VERMIN

Vermin is a sophisticated malware attributed to a pro-Russian hacker group, also known as UAC-0020, that operates under the control of law enforcement agencies in the temporarily occupied Luhansk. The Computer Emergency Response Team of Ukraine (CERT-UA) has raised alarms about a new phishing campaign conducted by the Vermin group which distributes this malicious software. The malware can infiltrate systems via suspicious downloads, emails, or websites and subsequently cause significant harm, including personal information theft, operational disruption, or data ransom. The Vermin group has been active since late 2015, using both Quasar RAT and VERMIN malware in their operations. Recent attacks targeted the Defense Forces of Ukraine using the SPECTR WPS in combination with a legitimate SyncThing in a campaign dubbed "SickSync". During this campaign, they attempted to deploy two types of malicious code: the previously known Spectr spyware and a newly identified malware family called Firmachagent. This activity strongly suggests that the VERMIN malware is used exclusively by this threat actor.

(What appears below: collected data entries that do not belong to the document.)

PR #177, opened 2016-04-19
Fix the bug of generating global dict when using dimension relation based on new load DML

Jay357089:
as issue #120 has shown, load table DML will be changed to INSERT INTO and ashok has raise a pr #169 to resolve this, based on thess changes, i design the dict generating from pre-defined dimensions as below:
1.the user should create a dimension table when he wanna use external-column file(no matter single or multiple columns) to generate dict. the DDL statement is just like #169 shows.
2.in the load part,  get the pre-defined dimensions data from dimension table and filter then generate global dict.
3. No using pre-defined dimension data in fact table to generate global dict.

since the most changes have been made in past pr, i make the further little changes based on pr #169 , pls check. @gvramana @Vimal-Das @ashokblend what is your idea?


QiangCai:
please do rebase

PR #191, opened 2016-04-20
[Issue-100]Drop Table DDL Support.

ravikiran23:
DDl for drop table has been supported confining to Hive Standards,

DDL is : 
DROP TABLE [IF EXISTS] table_name;


gvramana:
merged and reworked in #414

PR #231, opened 2016-04-23
Replaced carbonDef schema with CarbonTable for Aggregate table

ManoharVanam:
Replaced carbonDef schema with CarbonTable for Aggregate table


ManoharVanam:
These changes are not req

PR #299, opened 2016-05-03
fix get file path bug from local machine

eason-lyx:
1.file which has multiple blocks need to skip file path start with 'file:' when data load in local machine.
2.use data.preferredBufferSize


eason-lyx:
@jackylk this pr for big local file.if add testcase for this ,need to add a big data size csv file.
i have verify in local.

gvramana:
retest this please

eason-lyx:
@gvramana that is a bug in preferredBufferSize, this is no initialize by configuraion.
so currently,always 0. so using data.preferredBufferSize to fix this.
and for local file which has multiple block may has a big size csv file,do i need to add this to test case?

kumarvishal09:
retest this please

kumarvishal09:
retest this please

kumarvishal09:
LGTM

PR #340, opened 2016-05-07
[issue-339]balance blocks in data loading

eason-lyx:
the algorithm for blance block as following:
1.get the task host from dummy rdd
2.filter block location which no exist in task host,which support yarn mode
3.sort block list by location number,if the locations is empty, then append to end of list
4.assign  (totalBlockNum/nodeNum ) block to each node,only local block will assign,if local block is no enough,then mark how many no local block need to handle in this node.
5.after finished first round assignment, start assign one block by robin way .Only local block will assign,if the node no exist the local block,then mark it need to handle no local block times +1.
6.if (totalblocknum-assignBlockNum) <= sum(no local block time),start to assign no local block,until all block were assign.

in this algorithm ,consider data locality and block balance.

this pr is relative with #346 which raise by @ravikiran23 
i will add test case later.

please check @gvramana @ravikiran23

### DIFF
--- a/core/src/main/java/org/carbondata/core/load/BlockDetails.java
+++ b/core/src/main/java/org/carbondata/core/load/BlockDetails.java
@@ -26,12 +26,14 @@ import java.io.Serializable;
  */
 public class BlockDetails implements Serializable {
 
-  //block offset
+  // block offset
   private long blockOffset;
-  //block length
+  // block length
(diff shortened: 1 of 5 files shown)


eason-lyx:
retest this please

jackylk:
please rebase

PR #365, opened 2016-05-10
[Issue-359] Direct Dictionary Query Flow handling as per the latest implementation

mohammadshahidkhan:
1. Handled the direct dictionary support in detail query flow 
2. Corrected the UT failure
TODO To be  handled filter query and data retention


core/src/main/java/org/carbondata/query/carbon/executor/util/QueryUtil.java
```diff
@@ -278,19 +278,24 @@ public static void extractDimensionsAndMeasuresFromExpression(
...
+      if (CarbonUtil.hasEncoding(encodingList, Encoding.DICTIONARY) && !CarbonUtil
+          .hasEncoding(encodingList, Encoding.DIRECT_DICTIONARY)) {
         dictionaryDimensionFromQuery.add(dimAggInfo.get(i).getDim().getColumnId());
       }
     }
     for (int i = 0; i < customAggExpression.size(); i++) {
       List<CarbonColumn> referredColumns = customAggExpression.get(i).getReferredColumns();
       for (CarbonColumn column : referredColumns) {
-        if (CarbonUtil.hasEncoding(column.getEncoder(), Encoding.DICTIONARY)) {
+        if (CarbonUtil.hasEncoding(column.getEncoder(), Encoding.DICTIONARY) && !CarbonUtil
```
kumarvishal09: why we need to check both the conditions? When direct_dictionary is there no need to add dictionary in encoding for the column

mohammadshahidkhan: To differentiate between No Dictionary, Dictionary and Direct dictionary column, DICTIONARY must be checked together with the direct

mohammadshahidkhan:
Closing this issue as have raised new PR #458 in the public branch.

In addition to its standard operational behavior, Vermin has capabilities to collect all keystrokes and clipboard data, encrypting it before storage. It's been at the center of some of the world's largest data breaches, notably hacking Snowflake, a major data warehousing company. Despite the scale and severity of these attacks, the modest size of the campaigns indicates a highly focused and potentially state-backed operation. The CERT-UA continues to monitor and warn against the activities of the Vermin group, emphasizing the need for heightened cybersecurity measures.